Tally the lines of the data that include the word "vocab" and state the total, nothing else.

Source data
━━━━━━━━━━━━━━━━

PR #6162, opened 2020-09-29
Fix equivalance of unset and empty MorphAnalysis

adrianeboyd:
## Description

Make `token.morph` `MorphAnalysis` equivalent for `token.c.morph == 0` and `token.morph_ == Morphology.EMPTY_MORPH`.

Additional minor change:

* Revert change to `Morphology.EMPTY_MORPH` as a symbol, just use the string with a note.

## Checklist

### DIFF
--- a/spacy/morphology.pyx
+++ b/spacy/morphology.pyx
@@ -29,8 +29,8 @@ cdef class Morphology:
     FEATURE_SEP = "|"
     FIELD_SEP = "="
     VALUE_SEP = ","
-    # not an empty string so that the PreshMap key is not 0
-    EMPTY_MORPH = symbols.NAMES[symbols._]
+    EMPTY_MORPH = "_" # should be defined as a symbol so it's not missing from
+                      # an empty stringstore
 
     def __init__(self, StringStore strings):
         self.mem = Pool()
--- a/spacy/tests/doc/test_morphanalysis.py
+++ b/spacy/tests/doc/test_morphanalysis.py
@@ -94,3 +94,25 @@ def test_morph_property(tokenizer):
     tokenizer.vocab.strings.add("Feat=Val")
     doc[0].morph = tokenizer.vocab.strings.add("Feat=Val")
     assert doc[0].morph_ == "Feat=Val"
+
+
+def test_unset_equals_empty(en_tokenizer):
+    # one unset, one set to empty
+    doc1 = en_tokenizer("a b")
+    doc1[1].morph_ = ""
+
+    # both set to empty
+    doc2 = en_tokenizer("a b")
+    doc2[1].morph_ = ""
+    doc2[1].morph_ = ""
+
+    assert [t.morph for t in doc1] == [t.morph for t in doc2]
+    assert [t.morph_ for t in doc1] == [t.morph_ for t in doc2]
+
+    # both set to empty in different versions
+    doc2 = en_tokenizer("a b")
+    doc2[1].morph_ = "_"
+    doc2[1].morph_ = {}
+
+    assert [t.morph for t in doc1] == [t.morph for t in doc2]
+    assert [t.morph_ for t in doc1] == [t.morph_ for t in doc2]
--- a/spacy/tokens/morphanalysis.pyx
+++ b/spacy/tokens/morphanalysis.pyx
@@ -24,6 +24,8 @@ cdef class MorphAnalysis:
         """Create a morphological analysis from a given ID."""
         cdef MorphAnalysis morph = MorphAnalysis.__new__(MorphAnalysis, vocab)
         morph.vocab = vocab
+        if key == 0:
+            key = vocab.strings[Morphology.EMPTY_MORPH]
         morph.key = key
         analysis = <const MorphAnalysisC*>vocab.morphology.tags.get(key)
         if analysis is not NULL:


honnibal:
Hm, is there no way to make it work with just 0 and `""`? The problem is that the string encoding of `_` will be non-zero, which seems like a recipe for problems down the road.

adrianeboyd:
The original reason for it is that the hash is the key for `PreshMap` underneath and `0` is reserved.

honnibal:
I thought we'd fixed that in `PreshMap` though. 0 should work, should I take a look and see if there's a fix I need to make in `PreshMap`?

adrianeboyd:
Hmm, it does look `0` as a value is supported now. And `0` as a key should be less of an issue, I guess?

adrianeboyd:
Hmm, I remember that using `0` didn't work at some point, but it seems to be okay now. The value is pretty easy to swap out, but what ends up being more of a problem then is that you can't distinguish unset from empty value for `token.c.morph` underneath. Like `""` isn't a valid `TAG`, but it is a valid `MORPH` and then `Doc.has_annotation` doesn't work like I'd want it to.

honnibal:
Okay that makes sense. So we have `token.c.morph_ == ""` indicating that the morphology is unset, and `token.c.morph_ == "_"` indicating that it's set but the tagset is empty?

adrianeboyd:
It's a little frustrating that it's hard to tell what's going on in python given that you can't really inspect `token.c.morph`, but I think it's better to have `MorphAnalysis` be identical for both unset and empty because otherwise `token.morph` can look different when `token.morph_` doesn't, and I don't think I want different values for `token.morph_` for unset and empty.

I still need to figure out how deal with missing annotation in the scorer. I think you might have use `Token.get_struct_attr` or `doc.to_array` for `MORPH` instead of `getattr` to deal with it.

honnibal:
> I don't think I want different values for token.morph_ for unset and empty.

We're treating `token.c.morph` as a string hash, which means there's really no way we can have `token.c.morph` be different values while `token.morph_` returns the same value. So `token.morph_` will have to be `_` for the empty one and `""` for unset.

adrianeboyd:
We're not treating `token.c.morph` as a string hash, though. It's officially something to look up in the morphology table to get a `MorphAnalysis`. The value happens to correspond to the string hash for all values except empty, where both 0 and hash-of-underscore are resolved to the same `MorphAnalysis` as hash-of-underscore.

The `MorphAnalysis` could potentially indicate whether it's empty or unset (but not use this value in `__hash__`), but maybe the string doesn't? It's all kind unsatisfying, though...

adrianeboyd:
I think that having `"_"` be empty `token.morph_` is annoying, even more if you have to deal with both `""` and `"_"`.  If you decide to process the string yourself rather than going through `MorphAnalysis` it forces all kinds of annoying if/else logic that just `""` doesn't.

Now I think I'd expose `token.c.morph` as an attribute of `MorphAnalysis` that doesn't factor into `str`, `repr`, `__hash__`, or `__eq__`. Or does that sound too confusing?

honnibal:
> The value happens to correspond to the string hash for all values except empty, where both 0 and hash-of-underscore are resolved to the same MorphAnalysis as hash-of-underscore.

I really can't live with that exception, it's just too inconsistent with how everything else works. If something is going through the stringstore, it has to reverse uniquely.

If you don't want as much exception logic, perhaps you could make the morphology string always have a leading or trailing character? For instance if there's always a trailing `"_"` the empty set becomes `"_"`. You'll have to return the string with the trailing character from `token.morph_` though, because I want `strings[token.morph] == token.morph_`.

adrianeboyd:
What would you have `token.morph_` return instead?

honnibal:
I'd remove it, and the user would interact with the morphanalysis via the `token.morph` object. So you might write something like `str(token.morph)` or `token.morph.to_str()`.

adrianeboyd:
Having `token.morph_` return `str(token.morph)` was meant to be a convenience, but I see what you mean. (I also continually want to type things like `token.text_`. The meaning of underscore requires a bit too much insider knowledge.)

adrianeboyd:
And then empty and unset `MorphAnalysis` are equivalent or not?

Hmm, and the other reason to have `token.morph_` is to be able to set it from FEATS format instead of assigning to `token.morph`, which would require you to construct the `MorphAnalysis` object, which is a pretty big annoyance.

adrianeboyd:
I don't want `token.morph = string` if `token.morph` isn't a string.

honnibal:
The underscore isn't a self-describing convention, but that's why we have to be extremely disciplined about what it means, so that it always behaves the same across the whole library. It works if it's learned exactly once. `token.text` actually is an exception, and I think it's worth it -- but you're right that even that much of an exception chips away a little at the convention.

honnibal:
> Hmm, and the other reason to have token.morph_ is to be able to set it from FEATS format instead of assigning to token.morp

We should learn from the `doc.ents.__set__` problem here, and have `token.set_morph()`.

adrianeboyd:
So right now you can do

```python
token.morph = nlp.vocab.strings[feats_string]
```

which is probably bad. But constructing the `MorphAnalysis` objects is also a total pain.

adrianeboyd:
This is so different from `token.head` or anything else, though.

honnibal:
There is no `token.head.__set__` though.

If we have to resolve consistency, I would want to be deprecating `__set__` methods instead of adding new ones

━━━━━━━━━━━━━━━━

▶ **EXERCISE OUTPUT**:
7